If only the House is holding hearings, then that’s not “answering to Congress,” i.e. the whole Congress.

To wit:

Indie rocker Tim Kasher asked John “Cliff Clavin” Ratzenberger to record something supporting the postal service. He agreed.

“(CNN)Embattled Postmaster General Louis DeJoy reversed course Tuesday, saying that all changes being made to the Postal Service would be suspended until after the November 3 election, just as 20 Democratic states announced plans to file federal lawsuits.
DeJoy said that some of the deferred decisions mean that retail hours at post offices will not change, mail processing equipment and blue collection boxes will remain in place and no mail processing facilities will be closed.
At least 20 Democratic attorneys general across the country are launching a multi-pronged legal effort to push back on the recent changes that disrupted mail delivery across the country and triggered accusations that Trump and his appointees are trying to undermine mail-in voting.”
Sounds like “vote early because the 4th we’re gonna fuck shit up.” You know, to a cynic.

But how many collection boxes and processing equipment have already been removed? Will that be restored, or are we still going to have diminished capacity ahead of the election?

I don’t know. Is he still testifying before the House? Let AOC at him.

AOC? Give me Katie Porter.

1-2 punch!

I’m down with that. :smiley:

Oh, and yes, the hearing is still going forward so the question posed by @Dewey_Finn can be answered, along with others.

…Texas doesn’t offer vote by mail to everyone. You can vote absentee — by mail — if you’re going to be out of your home county during the elections, if you’re disabled, jailed or 65 years old or older. Fear of voting in person during a pandemic doesn’t count as a disability, the courts have said.

Even if you do qualify for a mail ballot in Texas, watch those deadlines. Election officials have to have your application in their possession by Oct. 23 — just days before the Nov. 3 election. With slow mail deliveries, that’s pressing your luck. You send an application, they send a ballot, you vote and send it back; even in good times, that’s tight.

Texas is full of them [prominent stumbling blocks]. You can’t register to vote online, and you can’t register at all for this year’s general election after Oct. 5. Texas requires voters to carry government-issued photo identification, a security measure that has survived court challenges but not criticism that it’s an unnecessary complication designed to intimidate and impede voters.

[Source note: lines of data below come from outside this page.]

PR #2294, opened 2020-03-06
Turn Weapon_info into a vector

Goober5000:
This converts the Weapon_info array into a vector.  This is a prerequisite for the `+remove` feature as it applies to weapons.  (Ship_info is already a vector.)

### DIFF
--- a/code/ai/aiturret.cpp
+++ b/code/ai/aiturret.cpp
@@ -1812,7 +1812,7 @@ bool turret_fire_weapon(int weapon_num, ship_subsys *turret, int parent_objnum, 
 	parent_aip = &Ai_info[Ships[Objects[parent_objnum].instance].ai_index];
 	parent_ship = &Ships[Objects[parent_objnum].instance];
 	wip = get_turret_weapon_wip(&turret->weapons, weapon_num);
-	int turret_weapon_class = (wip - Weapon_info.data());
+	int turret_weapon_class = std::distance(Weapon_info.data(), wip);
 
 #ifndef NDEBUG
 	// moved here from check_ok_to_fire
--- a/code/ai/aiturret.cpp
+++ b/code/ai/aiturret.cpp
@@ -1812,7 +1812,7 @@ bool turret_fire_weapon(int weapon_num, ship_subsys *turret, int parent_objnum, 
 	parent_aip = &Ai_info[Ships[Objects[parent_objnum].instance].ai_index];
 	parent_ship = &Ships[Objects[parent_objnum].instance];
 	wip = get_turret_weapon_wip(&turret->weapons, weapon_num);
-	int turret_weapon_class = static_cast<int>(std::distance(Weapon_info.data(), wip));
+	int turret_weapon_class = weapon_info_get_index(wip);
 
 #ifndef NDEBUG
 	// moved here from check_ok_to_fire
--- a/code/ai/aiturret.cpp
+++ b/code/ai/aiturret.cpp
@@ -1812,7 +1812,7 @@ bool turret_fire_weapon(int weapon_num, ship_subsys *turret, int parent_objnum, 
 	parent_aip = &Ai_info[Ships[Objects[parent_objnum].instance].ai_index];
 	parent_ship = &Ships[Objects[parent_objnum].instance];
 	wip = get_turret_weapon_wip(&turret->weapons, weapon_num);
-	int turret_weapon_class = WEAPON_INFO_INDEX(wip);
+	int turret_weapon_class = (wip - Weapon_info.data());
 
 #ifndef NDEBUG
 	// moved here from check_ok_to_fire
--- a/code/ai/aiturret.cpp
+++ b/code/ai/aiturret.cpp
@@ -1812,7 +1812,7 @@ bool turret_fire_weapon(int weapon_num, ship_subsys *turret, int parent_objnum, 
 	parent_aip = &Ai_info[Ships[Objects[parent_objnum].instance].ai_index];
 	parent_ship = &Ships[Objects[parent_objnum].instance];
 	wip = get_turret_weapon_wip(&turret->weapons, weapon_num);
-	int turret_weapon_class = std::distance(Weapon_info.data(), wip);
+	int turret_weapon_class = static_cast<int>(std::distance(Weapon_info.data(), wip));
 
 #ifndef NDEBUG
 	// moved here from check_ok_to_fire
--- a/code/hud/hudlock.cpp
+++ b/code/hud/hudlock.cpp
@@ -277,7 +277,7 @@ void hud_lock_reset(float lock_time_scale)
     
 	if ((swp->current_secondary_bank >= 0) && (swp->secondary_bank_weapons[swp->current_secondary_bank] >= 0)) {
 		Assert(swp->current_secondary_bank < MAX_SHIP_SECONDARY_BANKS);
-		Assert(swp->secondary_bank_weapons[swp->current_secondary_bank] < MAX_WEAPON_TYPES);
+		Assert(swp->secondary_bank_weapons[swp->current_secondary_bank] < static_cast<int>(Weapon_info.size()));
 		wip = &Weapon_info[swp->secondary_bank_weapons[swp->current_secondary_bank]];
 		Player->lock_time_to_target = i2fl(wip->min_lock_time*lock_time_scale);
 	} else {
--- a/code/mission/missioncampaign.cpp
+++ b/code/mission/missioncampaign.cpp
@@ -370,20 +370,10 @@ void mission_campaign_get_sw_info()
 {
     int i, count, ship_list[MAX_SHIP_CLASSES], weapon_list[MAX_WEAPON_TYPES];
 
-    // set allowable ships to the SIF_PLAYER_SHIPs
-    memset(Campaign.ships_allowed, 0, sizeof(Campaign.ships_allowed));
-    for (auto it = Ship_info.cbegin(); it != Ship_info.cend(); ++it) {
-        if (it->flags[Ship::Info_Flags::Player_ship])
-            Campaign.ships_allowed[std::distance(Ship_info.cbegin(), it)] = 1;
-    }
-
-    for (i = 0; i < MAX_WEAPON_TYPES; i++)
-        Campaign.weapons_allowed[i] = 1;
+	memset(Campaign.ships_allowed, 0, sizeof(Campaign.ships_allowed));
+	memset(Campaign.weapons_allowed, 0, sizeof(Campaign.weapons_allowed));
 
     if (optional_string("+Starting Ships:")) {
-        for (i = 0; i < static_cast<int>(Ship_info.size()); i++)
-            Campaign.ships_allowed[i] = 0;
-
         count = stuff_int_list(ship_list, MAX_SHIP_CLASSES, SHIP_INFO_TYPE);
 
         // now set the array elements stating which ships we are allowed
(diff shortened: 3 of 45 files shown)


code/mission/missioncampaign.cpp
```diff
@@ -370,39 +370,42 @@ void mission_campaign_get_sw_info()
...
+				Campaign.weapons_allowed[weapon_list[i]] = 1;
+		}
     }
+	else {
+		// set allowable weapons to the player-allowed ones
+		for (auto it = Weapon_info.cbegin(); it != Weapon_info.cend(); ++it) {
+			if (it->wi_flags[Weapon::Info_Flags::Player_allowed])
+				Campaign.weapons_allowed[std::distance(Weapon_info.cbegin(), it)] = 1;
+		}
+	}
```
MageKing17: Is this a behavior change?

code/weapon/swarm.cpp
```diff
@@ -505,7 +505,7 @@ void turret_swarm_set_up_info(int parent_objnum, ship_subsys *turret, weapon_inf
 	int bank_fired = swp->current_secondary_bank;
 
 	// initialize tsi
-	tsi->weapon_class = WEAPON_INFO_INDEX(wip);
+	tsi->weapon_class = static_cast<int>(wip - Weapon_info.data());
```
MageKing17: See previous comment about changing the macro.

code/ai/aiturret.cpp
```diff
@@ -1812,7 +1812,7 @@ bool turret_fire_weapon(int weapon_num, ship_subsys *turret, int parent_objnum,
 	parent_aip = &Ai_info[Ships[Objects[parent_objnum].instance].ai_index];
 	parent_ship = &Ships[Objects[parent_objnum].instance];
 	wip = get_turret_weapon_wip(&turret->weapons, weapon_num);
-	int turret_weapon_class = WEAPON_INFO_INDEX(wip);
+	int turret_weapon_class = (wip - Weapon_info.data());
```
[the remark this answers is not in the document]
Goober5000: As I recall, that sort of pointer arithmetic is frowned upon, especially when one isn't dealing with arrays.  I wanted to remove it, and I successfully did in two places, but wasn't able to remove it in the other two places without additional refactoring.  So I just inlined it.

So, two questions: 1) is that sort of macro discouraged?  b) should the two uses be further refactored to remove the need for it?

code/ship/ship.cpp
```diff
@@ -1865,7 +1865,10 @@ static int parse_ship(const char *filename, bool replace)
 
 	rtn = parse_ship_values(sip, false, first_time, replace);
 
-	return rtn;	//0 for success
+	if (rtn == 0)	//0 for success
+		return ship_id;
+	else
+		return rtn;
```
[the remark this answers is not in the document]
Goober5000: I did this to make it work the same way as `parse_weapon`.

code/mission/missioncampaign.cpp
Goober5000: Not in practical effect.  The previous version allowed all weapons in the entire table, but the player would have only been able to use player-allowed weapons.  This new version allows all player-allowed weapons.

code/weapon/swarm.cpp
Goober5000: Ditto my other response.

code/ship/ship.cpp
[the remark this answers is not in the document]
MageKing17: But if the return value isn't used anywhere, why is that behavior change desirable or in-scope for this PR?

code/mission/missioncampaign.cpp
MageKing17: Since `weapons_allowed` gets written to the .CSG file, I'm pretty sure this *will* have an effect on in-development mods, although how much of one is another matter entirely. Since restricting the player's weapons to player-allowed ones happens elsewhere, though, I'm unsure of the need for this change.

code/ai/aiturret.cpp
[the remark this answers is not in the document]
MageKing17: I don't see the point in inlining a macro that does something discouraged; if anything, it just makes it harder to remove, because you have to find those instances by hand instead of tracking down where the macro is used.

As for that kind of pointer arithmetic being frowned upon... that's because you're encouraged to use `std::distance()` instead, to the best of my knowledge (at least I've seen people recommending `std::distance(some_vector.data(), pointer_to_elem)`, which may not be the same thing as the behavior actually being encouraged).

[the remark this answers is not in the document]
Goober5000: `std::distance()` is exactly what I would use if I had iterators, but these aren't iterators.

I'll take another look into refactoring this.  If that proves impractical, I'll just restore the macro.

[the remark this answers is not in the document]
MageKing17: A pointer is an iterator (by definition).

code/mission/missioncampaign.cpp
Goober5000: I doubt very much that any mods will be affected by this.  Even though both `+Starting Ships:` and `+Starting Weapons:` are optional when parsed, they are always written by the campaign editor save routine.  I'm certain that they are only optional because they were coded in the middle of FS1's development.  As such, this is cleanup to make the ship and weapon sections match.

code/ship/ship.cpp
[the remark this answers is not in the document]
Goober5000: I wanted to improve the consistency between parsing ships and weapons.  Most of the consistency updates (such as they are) will be in the +remove PR, but I made the change here because I was thinking about it at the time.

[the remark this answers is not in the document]
Goober5000: And no, the index isn't actually used, but if we ever needed the functionality in the future, it's a small step to add it now whereas it might be trickier to figure it out later.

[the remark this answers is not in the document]
MageKing17: Okay, but weapon parsing returns the index because countermeasure parsing *uses* the index; what, exactly, would you use the parsed ship index *for*?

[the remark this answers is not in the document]
Goober5000: That's what I mean by "if we ever needed the functionality in the future".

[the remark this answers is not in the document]
MageKing17: If we ever needed the functionality in the future, we could add it in the future (and quite simply); in terms of consistency, I'd much rather change weapon parsing to *not* need to return the index than superfluously add it to ship parsing.

code/ai/aiturret.cpp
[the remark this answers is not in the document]
Goober5000: Somehow I missed the second paragraph of your previous post.  It looks like `std::distance(Weapon_info.data(), wip)` does indeed work.

code/weapon/weapon.h
```diff
@@ -226,25 +226,30 @@ enum InFlightSoundType
 
 #define MAX_SUBSTITUTION_PATTERNS	10
 
-typedef struct weapon_info {
+class weapon_info
+{
+public:
```
asarium: Why did you turn the `struct` into a `class` if you make all members public anyway? It would be enough to just remove the typedef to make this a bit more modern.

code/weapon/weapon.h
```diff
@@ -538,7 +540,6 @@ extern int Num_player_weapon_precedence;				// Number of weapon types in Player_
 extern int Player_weapon_precedence[MAX_WEAPON_TYPES];	// Array of weapon types, precedence list for player weapon selection
 
 #define WEAPON_INDEX(wp)			(int)(wp-Weapons)
-#define WEAPON_INFO_INDEX(wip)		(int)(wip-Weapon_info)
```
asarium: I think it would be better to keep this (and convert it to a function) so that the weird logic of computing the offset is contained in that function instead of being scattered around in the code.

code/hud/hudlock.cpp
```diff
@@ -277,7 +277,7 @@ void hud_lock_reset(float lock_time_scale)
     
 	if ((swp->current_secondary_bank >= 0) && (swp->secondary_bank_weapons[swp->current_secondary_bank] >= 0)) {
 		Assert(swp->current_secondary_bank < MAX_SHIP_SECONDARY_BANKS);
-		Assert(swp->secondary_bank_weapons[swp->current_secondary_bank] < MAX_WEAPON_TYPES);
+		Assert(swp->secondary_bank_weapons[swp->current_secondary_bank] < static_cast<int>(Weapon_info.size()));
```
asarium: I don't like having this `static_cast<int>(Weapon_info.size())` used all over the code since it adds a lot of clutter. Maybe this could be replaced with a single function that is then called where appropriate?

code/ship/ship.cpp
```diff
@@ -12583,6 +12560,10 @@ int wing_lookup(const char *name)
  */
 static int ship_info_lookup_sub(const char *token)
 {
+	// bogus
+	if (token == nullptr)
```
asarium: If this is not a valid input then maybe it could be covered by an Assertion instead?

code/weapon/weapons.cpp
```diff
@@ -7534,6 +7512,33 @@ void validate_SSM_entries()
 	}
 }
 
+int weapon_get_random_usable_weapon()
```
asarium: Maybe call this `weapon_get_random_player_usable_weapon` to make it clearer what exactly this returns.

code/weapon/weapons.cpp
```diff
@@ -7534,6 +7512,33 @@ void validate_SSM_entries()
...
+{
+	int rand_wep;
+	int idx = 0, weapon_list[MAX_WEAPON_TYPES];
```
asarium: Maybe use a vector for `weapon_list` to reduce memory consumption and have compatibility for a future dynamic weapons limit.

code/weapon/weapon.h
Goober5000: Primarily because I think of classes as having member functions, and structs as not having member functions.  Since weapon_info has these, I thought this would make the definition clearer.

code/weapon/weapon.h
Goober5000: Ok.

code/hud/hudlock.cpp
Goober5000: I don't like it either, but we already have `static_cast<int>(Ship_info.size())` all over the code.  That's why I did this.  Of course, we could replace *both* uses...

code/ship/ship.cpp
Goober5000: I did this to match `weapon_info_lookup`.

code/weapon/weapons.cpp
Goober5000: Ok.

code/weapon/weapons.cpp
Goober5000: Ok.

code/weapon/weapon.h
asarium: For me at least, just having member functions does not mean that is has to be a struct. For me a struct should be used if the type contains a lot of public data members which is the case here.

code/hud/hudlock.cpp
asarium: We are going to need that more and more should we ever make the vector truly dynamic so I think it would be good to have a single function that returns the size as an int. Since this is about the weapons I would see doing the same for ships out of scope of this PR.

Goober5000: Why not approve this PR the way it is, and then I'll make a new PR specifically for removing the static_cast on both ships and weapons.

code/weapon/weapon.h
Goober5000: Ok, but we already have `player`, `object`, `ship`, `ship_subsys`, and more - all of which are classes with all-public members.

code/hud/hudlock.cpp
asarium: Works for me.

code/weapon/weapon.h
asarium: The point I am trying to make here is that you added new clutter to the code that is not necessary. Just because other types exist that also do this weird thing does not mean that it is ok to do so here.

Goober5000: I disagree that it is clutter; as I said earlier I thought this would make the definition clearer.  It also makes it consistent with the other places.  But in the interest of getting this approved I'll roll it back.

It’s not like this everywhere. Some states allow voters to register to vote on election day. Most don’t require excuses or extra qualifications from voters who want to vote by mail. Some simply send ballots to all of their citizens, who then cast votes by mail or by dropping their ballots in secure public boxes where they can be gathered and counted.

It’s like they’re trying to make it easy.

At least Texas allows dead people to vote. Not every state can claim that.